▶ EXERCISE DETAILS
Reproduce exactly the line that includes "does not include" and all lines after it, ending with the last line of the data.

**** DATASET CONTENT

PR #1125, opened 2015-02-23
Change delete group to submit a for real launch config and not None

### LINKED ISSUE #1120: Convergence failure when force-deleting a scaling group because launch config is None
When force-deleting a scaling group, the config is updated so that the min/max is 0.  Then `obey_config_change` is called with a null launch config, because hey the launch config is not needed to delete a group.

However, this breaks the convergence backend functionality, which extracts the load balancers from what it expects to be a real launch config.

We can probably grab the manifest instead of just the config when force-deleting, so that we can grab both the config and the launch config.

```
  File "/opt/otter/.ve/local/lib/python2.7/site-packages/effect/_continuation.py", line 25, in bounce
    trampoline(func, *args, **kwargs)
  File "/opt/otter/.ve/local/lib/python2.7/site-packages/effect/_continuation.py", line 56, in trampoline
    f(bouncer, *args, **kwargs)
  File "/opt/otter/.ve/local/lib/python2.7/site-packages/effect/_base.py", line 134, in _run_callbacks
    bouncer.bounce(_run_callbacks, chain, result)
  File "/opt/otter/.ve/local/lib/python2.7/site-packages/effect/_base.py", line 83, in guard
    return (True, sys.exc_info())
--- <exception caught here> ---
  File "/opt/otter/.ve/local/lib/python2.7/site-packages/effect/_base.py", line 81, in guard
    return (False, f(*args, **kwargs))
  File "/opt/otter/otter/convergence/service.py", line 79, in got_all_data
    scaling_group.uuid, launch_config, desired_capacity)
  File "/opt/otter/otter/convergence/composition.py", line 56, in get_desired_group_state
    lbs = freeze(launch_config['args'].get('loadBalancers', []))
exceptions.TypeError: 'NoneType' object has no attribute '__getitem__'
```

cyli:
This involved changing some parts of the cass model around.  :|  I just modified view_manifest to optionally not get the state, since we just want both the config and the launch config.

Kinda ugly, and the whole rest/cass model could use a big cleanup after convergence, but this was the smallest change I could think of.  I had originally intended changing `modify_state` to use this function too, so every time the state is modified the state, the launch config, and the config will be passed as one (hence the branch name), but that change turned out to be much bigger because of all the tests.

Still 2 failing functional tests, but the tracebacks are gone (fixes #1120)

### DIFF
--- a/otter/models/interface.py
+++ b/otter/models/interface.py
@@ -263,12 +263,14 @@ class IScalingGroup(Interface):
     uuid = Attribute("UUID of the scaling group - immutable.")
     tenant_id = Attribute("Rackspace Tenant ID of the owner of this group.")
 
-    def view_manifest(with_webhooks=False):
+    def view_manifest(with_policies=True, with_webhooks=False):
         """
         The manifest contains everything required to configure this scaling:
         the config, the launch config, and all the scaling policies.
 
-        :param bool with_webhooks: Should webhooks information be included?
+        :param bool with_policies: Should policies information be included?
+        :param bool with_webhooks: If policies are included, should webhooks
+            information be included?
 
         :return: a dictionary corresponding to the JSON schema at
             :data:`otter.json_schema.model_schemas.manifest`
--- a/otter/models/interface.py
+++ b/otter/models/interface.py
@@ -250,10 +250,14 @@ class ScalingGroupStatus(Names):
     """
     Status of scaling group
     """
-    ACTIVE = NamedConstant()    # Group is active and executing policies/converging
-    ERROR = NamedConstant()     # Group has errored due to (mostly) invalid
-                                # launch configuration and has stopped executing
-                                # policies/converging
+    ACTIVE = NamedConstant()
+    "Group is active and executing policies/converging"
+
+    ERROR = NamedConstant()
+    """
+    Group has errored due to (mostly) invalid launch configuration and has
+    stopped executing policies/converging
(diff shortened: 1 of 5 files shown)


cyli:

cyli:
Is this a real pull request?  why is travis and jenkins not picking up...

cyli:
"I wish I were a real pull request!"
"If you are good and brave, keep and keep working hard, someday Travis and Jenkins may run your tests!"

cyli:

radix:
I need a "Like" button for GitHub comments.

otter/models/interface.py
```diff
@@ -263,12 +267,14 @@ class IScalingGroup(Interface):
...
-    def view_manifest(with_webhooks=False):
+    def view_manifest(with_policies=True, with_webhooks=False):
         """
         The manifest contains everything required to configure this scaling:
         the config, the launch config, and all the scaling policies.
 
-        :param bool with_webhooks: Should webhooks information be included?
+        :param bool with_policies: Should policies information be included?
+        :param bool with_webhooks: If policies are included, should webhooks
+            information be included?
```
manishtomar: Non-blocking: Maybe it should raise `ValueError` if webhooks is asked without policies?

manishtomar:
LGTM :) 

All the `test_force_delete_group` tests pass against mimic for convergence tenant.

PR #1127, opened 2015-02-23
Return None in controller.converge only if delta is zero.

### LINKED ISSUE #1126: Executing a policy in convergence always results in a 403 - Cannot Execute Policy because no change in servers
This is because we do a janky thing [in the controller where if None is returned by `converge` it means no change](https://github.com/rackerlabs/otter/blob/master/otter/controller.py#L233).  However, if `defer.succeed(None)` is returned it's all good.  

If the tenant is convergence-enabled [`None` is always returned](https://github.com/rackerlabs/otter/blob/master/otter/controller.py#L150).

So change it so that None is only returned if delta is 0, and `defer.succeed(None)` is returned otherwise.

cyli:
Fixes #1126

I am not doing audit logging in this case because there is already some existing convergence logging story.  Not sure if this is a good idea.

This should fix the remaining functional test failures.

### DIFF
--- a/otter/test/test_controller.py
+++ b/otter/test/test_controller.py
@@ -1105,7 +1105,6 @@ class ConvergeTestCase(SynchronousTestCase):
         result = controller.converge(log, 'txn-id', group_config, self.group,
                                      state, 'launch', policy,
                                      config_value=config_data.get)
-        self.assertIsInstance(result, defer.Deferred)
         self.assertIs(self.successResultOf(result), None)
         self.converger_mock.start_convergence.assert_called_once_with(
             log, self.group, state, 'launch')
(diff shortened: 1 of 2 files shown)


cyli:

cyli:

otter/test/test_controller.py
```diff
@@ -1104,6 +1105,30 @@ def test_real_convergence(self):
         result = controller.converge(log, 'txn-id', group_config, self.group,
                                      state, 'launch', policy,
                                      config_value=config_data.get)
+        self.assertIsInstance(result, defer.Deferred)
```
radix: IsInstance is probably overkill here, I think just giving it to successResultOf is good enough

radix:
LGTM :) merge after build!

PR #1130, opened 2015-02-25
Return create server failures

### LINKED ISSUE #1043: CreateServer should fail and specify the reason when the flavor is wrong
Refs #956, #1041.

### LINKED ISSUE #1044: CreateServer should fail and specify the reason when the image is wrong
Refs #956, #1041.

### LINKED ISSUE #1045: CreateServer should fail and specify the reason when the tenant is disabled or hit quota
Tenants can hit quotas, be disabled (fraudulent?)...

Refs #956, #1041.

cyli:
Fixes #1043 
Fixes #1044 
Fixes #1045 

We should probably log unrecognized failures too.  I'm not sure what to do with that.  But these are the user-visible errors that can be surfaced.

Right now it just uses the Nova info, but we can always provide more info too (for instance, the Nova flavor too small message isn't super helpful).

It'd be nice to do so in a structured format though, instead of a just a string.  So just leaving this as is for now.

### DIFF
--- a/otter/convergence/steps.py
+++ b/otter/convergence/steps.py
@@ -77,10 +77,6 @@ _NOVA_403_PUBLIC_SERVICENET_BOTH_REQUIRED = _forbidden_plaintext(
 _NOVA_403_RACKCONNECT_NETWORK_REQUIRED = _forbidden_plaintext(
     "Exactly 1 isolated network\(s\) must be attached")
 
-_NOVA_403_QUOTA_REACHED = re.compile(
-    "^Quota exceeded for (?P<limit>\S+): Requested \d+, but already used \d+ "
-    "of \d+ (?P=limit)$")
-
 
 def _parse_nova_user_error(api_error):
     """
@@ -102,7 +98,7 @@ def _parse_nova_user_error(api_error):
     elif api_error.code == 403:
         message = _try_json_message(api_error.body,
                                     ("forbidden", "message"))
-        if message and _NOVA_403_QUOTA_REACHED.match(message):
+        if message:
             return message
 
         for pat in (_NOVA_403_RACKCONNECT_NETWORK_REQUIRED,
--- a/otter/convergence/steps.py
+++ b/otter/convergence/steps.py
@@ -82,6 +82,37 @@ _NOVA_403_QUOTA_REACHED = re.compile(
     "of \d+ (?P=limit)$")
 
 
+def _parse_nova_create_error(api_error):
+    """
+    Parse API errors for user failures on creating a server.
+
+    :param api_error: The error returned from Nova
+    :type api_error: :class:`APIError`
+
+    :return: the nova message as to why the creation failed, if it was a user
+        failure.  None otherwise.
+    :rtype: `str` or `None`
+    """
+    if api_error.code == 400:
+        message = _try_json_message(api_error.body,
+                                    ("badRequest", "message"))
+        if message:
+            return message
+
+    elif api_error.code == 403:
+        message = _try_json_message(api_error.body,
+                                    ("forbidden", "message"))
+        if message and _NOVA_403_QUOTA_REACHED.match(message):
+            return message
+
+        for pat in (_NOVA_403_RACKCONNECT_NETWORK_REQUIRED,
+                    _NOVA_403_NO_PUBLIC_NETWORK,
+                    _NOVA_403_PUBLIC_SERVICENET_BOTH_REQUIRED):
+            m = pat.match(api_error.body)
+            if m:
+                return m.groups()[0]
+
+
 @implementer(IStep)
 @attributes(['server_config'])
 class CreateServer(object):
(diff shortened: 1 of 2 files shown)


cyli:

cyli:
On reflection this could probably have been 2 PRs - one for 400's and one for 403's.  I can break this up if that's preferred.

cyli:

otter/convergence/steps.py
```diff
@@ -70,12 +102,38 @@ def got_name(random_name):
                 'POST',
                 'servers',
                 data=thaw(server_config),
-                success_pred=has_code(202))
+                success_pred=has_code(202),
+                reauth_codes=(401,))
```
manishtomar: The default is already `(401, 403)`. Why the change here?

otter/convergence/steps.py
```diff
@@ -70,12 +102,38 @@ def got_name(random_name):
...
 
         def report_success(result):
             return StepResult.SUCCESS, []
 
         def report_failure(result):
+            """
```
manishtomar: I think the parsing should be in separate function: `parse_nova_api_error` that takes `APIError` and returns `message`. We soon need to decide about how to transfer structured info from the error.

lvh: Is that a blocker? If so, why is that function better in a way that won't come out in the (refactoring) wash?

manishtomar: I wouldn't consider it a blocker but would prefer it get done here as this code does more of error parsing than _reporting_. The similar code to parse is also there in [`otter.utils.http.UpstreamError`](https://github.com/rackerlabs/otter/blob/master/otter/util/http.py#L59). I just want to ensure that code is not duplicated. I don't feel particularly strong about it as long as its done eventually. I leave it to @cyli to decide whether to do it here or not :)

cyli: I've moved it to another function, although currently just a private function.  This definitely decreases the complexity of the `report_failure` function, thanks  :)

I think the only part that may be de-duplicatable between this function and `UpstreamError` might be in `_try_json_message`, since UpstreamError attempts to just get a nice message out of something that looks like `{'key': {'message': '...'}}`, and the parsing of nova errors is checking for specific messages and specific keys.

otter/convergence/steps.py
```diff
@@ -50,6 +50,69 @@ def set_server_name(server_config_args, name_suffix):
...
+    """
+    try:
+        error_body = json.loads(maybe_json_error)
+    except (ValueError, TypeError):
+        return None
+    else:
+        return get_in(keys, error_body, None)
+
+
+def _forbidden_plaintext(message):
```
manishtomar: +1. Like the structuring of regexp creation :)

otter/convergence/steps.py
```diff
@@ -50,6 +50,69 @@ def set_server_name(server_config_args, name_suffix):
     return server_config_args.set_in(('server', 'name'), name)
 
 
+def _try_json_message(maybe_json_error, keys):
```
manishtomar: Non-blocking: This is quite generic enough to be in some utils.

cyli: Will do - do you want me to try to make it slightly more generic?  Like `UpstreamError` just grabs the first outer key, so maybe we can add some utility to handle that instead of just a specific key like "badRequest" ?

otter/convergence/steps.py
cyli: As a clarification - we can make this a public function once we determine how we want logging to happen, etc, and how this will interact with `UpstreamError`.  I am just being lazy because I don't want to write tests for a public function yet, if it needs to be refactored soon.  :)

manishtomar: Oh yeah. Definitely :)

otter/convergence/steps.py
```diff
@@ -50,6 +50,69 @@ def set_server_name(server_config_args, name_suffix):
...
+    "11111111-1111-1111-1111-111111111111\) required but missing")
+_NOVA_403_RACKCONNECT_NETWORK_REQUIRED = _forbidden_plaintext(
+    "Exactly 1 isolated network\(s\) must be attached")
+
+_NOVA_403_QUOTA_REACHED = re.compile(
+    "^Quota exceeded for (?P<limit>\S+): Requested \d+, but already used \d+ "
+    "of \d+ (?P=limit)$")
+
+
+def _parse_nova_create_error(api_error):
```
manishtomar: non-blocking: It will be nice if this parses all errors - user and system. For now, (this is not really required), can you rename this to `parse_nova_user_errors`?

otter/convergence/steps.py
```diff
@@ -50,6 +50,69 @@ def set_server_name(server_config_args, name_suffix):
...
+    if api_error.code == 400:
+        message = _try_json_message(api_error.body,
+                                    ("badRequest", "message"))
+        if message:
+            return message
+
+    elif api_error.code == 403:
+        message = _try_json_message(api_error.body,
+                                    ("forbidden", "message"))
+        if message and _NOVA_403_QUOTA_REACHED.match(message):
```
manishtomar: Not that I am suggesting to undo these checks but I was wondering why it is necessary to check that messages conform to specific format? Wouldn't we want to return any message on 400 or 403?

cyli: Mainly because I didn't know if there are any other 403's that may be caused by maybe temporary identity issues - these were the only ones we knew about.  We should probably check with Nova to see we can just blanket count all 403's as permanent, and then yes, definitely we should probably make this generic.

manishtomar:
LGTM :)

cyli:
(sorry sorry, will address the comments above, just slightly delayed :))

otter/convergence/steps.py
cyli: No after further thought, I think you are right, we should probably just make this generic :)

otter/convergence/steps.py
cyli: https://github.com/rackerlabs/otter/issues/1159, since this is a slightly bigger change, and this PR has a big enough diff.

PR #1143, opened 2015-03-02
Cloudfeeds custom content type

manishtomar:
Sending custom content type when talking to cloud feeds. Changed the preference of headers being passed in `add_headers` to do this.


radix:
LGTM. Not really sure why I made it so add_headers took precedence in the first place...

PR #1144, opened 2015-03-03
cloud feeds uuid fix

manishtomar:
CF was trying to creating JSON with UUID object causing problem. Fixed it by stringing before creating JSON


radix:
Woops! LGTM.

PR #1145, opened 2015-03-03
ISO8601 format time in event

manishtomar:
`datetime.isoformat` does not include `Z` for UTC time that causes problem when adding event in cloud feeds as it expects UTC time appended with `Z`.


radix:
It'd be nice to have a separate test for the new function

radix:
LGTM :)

********

▶ FINAL ANSWER
`datetime.isoformat` does not include `Z` for UTC time that causes problem when adding event in cloud feeds as it expects UTC time appended with `Z`.


radix:
It'd be nice to have a separate test for the new function

radix:
LGTM :)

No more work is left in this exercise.